The redox state maintained by GSH acts as a defensive role in salt tolerance (Shalata et al., 2001). Furthermore, the central action of GSH is to renew of ascorbate via reduction of DHA through DHAR activity in the antioxidant protection system (Noctor and Foyer, 1998). In our study, exogenous AsA noticeably increased GSH contents under salt stress (Figure 3C). Due to availability of exogenous AsA, GSH might not be used in AsA maintenance via DHAR activity. However, this higher GSH might be used by glutathione peroxidase (GPX, an important H2O2 decomposer). Nevertheless, amplified activity of DHAR in Super gold can use GSH.  In the present study, GSSG contents meaningfully increased of all maize hybrids under salt stress and further decreased in the presence of  AsA treatment (Figure 3D). The increased contents of GSSG under salt-stress in plant perhaps recognized to the reaction of GSH with oxyradicals formed by oxidative stress or diminished GR activity (Aravind and Prasad, 2005). Therefore, AsA application reduced the oxidation GSH. These findings were supported with earlier reports which exposed the intensification of the GSSG contents in salt treated plant (Rohman et al., 2016). However, APX conferred tolerance to all maize genotypes.
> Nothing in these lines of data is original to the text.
PR #2343, opened 2024-07-27
Add build/deployment workflows for Somnia

nguyentvan7:
## Describe your changes

* Adjust gi-assets-data and sr-assets-data to export their AssetData without a strict reliance on `dm` modules, which incurs lengthy cold start delays. Now these libraries are similar to gi-stats and sr-stats, where a gen-file executor creates a JSON, which is then imported and exported properly typed. Thus, removing a hard dependency on `dm`.
* Disable databank command for Somnia, as it is not using the i18n library, and thus having a direct reference on the repo, rather than being built into the final package.
* Add build workflow for Somnia that runs on PRs touching certain paths.
* Add deploy workflow similar to our frontend workflows for Somnia. The build workflow will generate an artifact, which will determine if Somnia should even be deployed, as we only have one somnia-test deployment slot, so we don't want to overwrite legitimate testing.

* Deploy workflow has support for 2 different environments: somnia-prod and somnia-test.
* somnia-prod will be deployed to on every push to master
* somnia-test will be deployed to for every PR with an available Somnia build, and also has the label `deploySomnia`
* Both of these bots are already present on the server. We can later limit the permission scope of somnia-test to only be usable in our bot testing channel/thread, so users can use somnia-prod without being confused.

To actually utilize the deployment step, we will need to set up 2 environments on the repo, one for somnia-prod and one for somnia-test.  
Instructions here: https://github.com/frzyc/genshin-optimizer/wiki/Setting-up-repo-environments-for-Somnia-deployments

## Issue or discord link

- 

## Testing/validation

"Successful" deploy - This deployment looks like it failed, but it actually succeeded on Azure. This is a known bug (https://github.com/Azure/functions-action/issues/185). https://github.com/nguyentvan7/genshin-optimizer/actions/runs/10121327262/job/27992122624

Successful build - https://github.com/nguyentvan7/genshin-optimizer/actions/runs/10121389059/job/27992267981

Bot itself works once deployed ~~(tho it does take a few minutes to spin up, and seems prone to flaky startup, also a known issue https://learn.microsoft.com/en-us/answers/questions/168746/container-didnt-respond-to-http-pings-on-port-8080)~~ jk turns out this was caused by bad bot setup, which I fixed.


frzyc (approved):
Looks like we are leveraging every single lesson we learned for CI. Props to connecting all these together.

frzyc (approved):

PR #2371, opened 2024-08-08
Port Translate and Theme to common lib

tiffanynwyeung:
## Describe your changes
- Move `Translate` logic into new generic `TranslateBase` living in `common/ui`, with `Translate` now acting as a wrapper function to call it in both GO and SRO
- Remove `TransWrapper` component (nothing uses it at all across GO/SRO currently)
- Move all shared theme styles to `common/ui`, renaming `brand[GO|SRO]500` to `brand500`
- Generate new SRO theme library (necessary as SRO/`Translate` depends on theme colors)
- Remove extra `Theme` file from `sr-frontend` and call `theme` lib version instead
- Add new yarn cache packages for macOS

Note: current SRO elemental colors are taken from the HSR fandom wiki as placeholders until official colors are established

## Testing/validation
Run `nx serve frontend` and check that translations in different languages are rendering correctly. Some good pages are GO artifact card UI and character talent sheets.


libs/sr/theme/src/Theme.tsx
```diff
@@ -0,0 +1,259 @@
+import { createTheme } from '@mui/material'
+
+import { theme as commonTheme } from '@genshin-optimizer/common/ui'
+
+declare module '@mui/material/styles' {
+  interface Palette {
+    brandSRO500: Palette['primary']
```
frzyc, line 7: brand colors and neutral colors should actually go into ui/common theme

libs/sr/theme/src/Theme.tsx
```diff
@@ -0,0 +1,259 @@
...
+    neutral200: Palette['primary']
+    neutral300: Palette['primary']
+    neutral400: Palette['primary']
+    neutral500: Palette['primary']
+    neutral600: Palette['primary']
+    neutral700: Palette['primary']
+    neutral800: Palette['primary']
+    neutral900: Palette['primary']
+
+    roll1: Palette['primary']
```
frzyc, line 18: roll colors and rarity colors may not make sense in SRO, I would recommend removing them from SRO theme for now, and we can add them later once we need them.

libs/common/ui/src/components/Translate.tsx
```diff
@@ -0,0 +1,127 @@
...
+import { Skeleton, Typography } from '@mui/material'
+import type { TFunction } from 'i18next'
+import type { ReactNode } from 'react'
+import { Suspense } from 'react'
+import { Trans, useTranslation } from 'react-i18next'
+
+/**
+ * Note: Trans.values & Trans.components wont work together...
+ */
+export function TranslateObj({
```
frzyc, line 12: Do you mind renaming this to TranslateBase?

frzyc (dismissed):
Some minor changes

libs/sr/theme/src/Theme.tsx
frzyc: I guess technically roll colours do make sense here, since in SRO there is 1 base roll, and 5 additional rolls, it would make sense to have up to roll6. I would then advocate to have it be separated from GO, and be kept in SRO for now.

libs/sr/theme/src/Theme.tsx
tiffanynwyeung: I noticed that this also exists in GO as a standalone theme library, hence why I generated one - should I also extract these values from that side as well then? I believe almost everything would be inherited from `common/ui` between the two except elemental dmg-related colors, and seemingly roll colors if we choose to make roll colors different for SRO specifically.

frzyc: I think its safe to think that we will share the same theme and colors assumptions in both SRO and GO, so i would agree that both can be moved to common/ui. If we have separate designs for SRO with separate theme, we'd extract it out again.

nguyentvan7 (approved):

PR #322, opened 2022-09-28
Log streaming: Discard logs after consistent failures to upload

lfittl:
Previously we kept logs around after the grant or upload failed, but this actually causes more trouble in situations where the upstream server is not available. In such situations the collector will try reprocessing more and more data until the server accepts data again, or the collector crashes.

Since we already have HTTP client retries enabled since 314edc86e90b1f584c364b8665c42c3e643f2d86, rely on that to workaround transient failures, and otherwise discard the logs. This is is similar to log downloads where we also discard logs if we can't send them (after the HTTP retry limit is reached).


keiko713 (approved):
change makes sense 👍

seanlinsley (approved):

The variation of MADAR and DHAR activity suggested that AsA mediated tolerance under salinity varies with maize genotypes. 


In conclusion, it is clear that application of AsA as non-enzymatic antioxidant alleviated the adverse effect of salinity in maize hybrids and improved all growth and some biochemical attributes by regulating the antioxidative protection mechanisms. Therefore, AsA can performance efficiently in plants as medication when applied at the appropriate concentration during stress environment.


The authors have not declared any conflict of interests.